DATA SUPPLIED ::

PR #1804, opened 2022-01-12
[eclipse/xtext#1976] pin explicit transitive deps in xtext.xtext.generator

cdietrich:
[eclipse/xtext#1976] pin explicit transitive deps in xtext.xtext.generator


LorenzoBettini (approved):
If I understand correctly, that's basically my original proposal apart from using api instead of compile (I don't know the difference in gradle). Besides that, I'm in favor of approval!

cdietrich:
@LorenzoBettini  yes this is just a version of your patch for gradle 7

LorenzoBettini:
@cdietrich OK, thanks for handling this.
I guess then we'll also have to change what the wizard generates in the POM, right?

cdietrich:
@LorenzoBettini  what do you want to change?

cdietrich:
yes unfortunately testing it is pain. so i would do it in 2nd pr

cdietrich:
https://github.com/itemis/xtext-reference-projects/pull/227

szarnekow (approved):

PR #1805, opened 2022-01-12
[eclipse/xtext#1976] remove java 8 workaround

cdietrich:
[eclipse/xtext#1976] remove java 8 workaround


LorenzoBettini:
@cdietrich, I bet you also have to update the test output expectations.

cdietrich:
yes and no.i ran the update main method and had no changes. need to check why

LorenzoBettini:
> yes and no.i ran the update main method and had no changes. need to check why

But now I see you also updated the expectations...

TASK BRIEF ::
Set down the full listing. Keep every line exact.

THE COMPLETED TASK ::
PR #1804, opened 2022-01-12
[eclipse/xtext#1976] pin explicit transitive deps in xtext.xtext.generator

cdietrich:
[eclipse/xtext#1976] pin explicit transitive deps in xtext.xtext.generator


LorenzoBettini (approved):
If I understand correctly, that's basically my original proposal apart from using api instead of compile (I don't know the difference in gradle). Besides that, I'm in favor of approval!

cdietrich:
@LorenzoBettini  yes this is just a version of your patch for gradle 7

LorenzoBettini:
@cdietrich OK, thanks for handling this.
I guess then we'll also have to change what the wizard generates in the POM, right?

cdietrich:
@LorenzoBettini  what do you want to change?

cdietrich:
yes unfortunately testing it is pain. so i would do it in 2nd pr

cdietrich:
https://github.com/itemis/xtext-reference-projects/pull/227

szarnekow (approved):

PR #1805, opened 2022-01-12
[eclipse/xtext#1976] remove java 8 workaround

cdietrich:
[eclipse/xtext#1976] remove java 8 workaround


LorenzoBettini:
@cdietrich, I bet you also have to update the test output expectations.

cdietrich:
yes and no.i ran the update main method and had no changes. need to check why

LorenzoBettini:
> yes and no.i ran the update main method and had no changes. need to check why

But now I see you also updated the expectations...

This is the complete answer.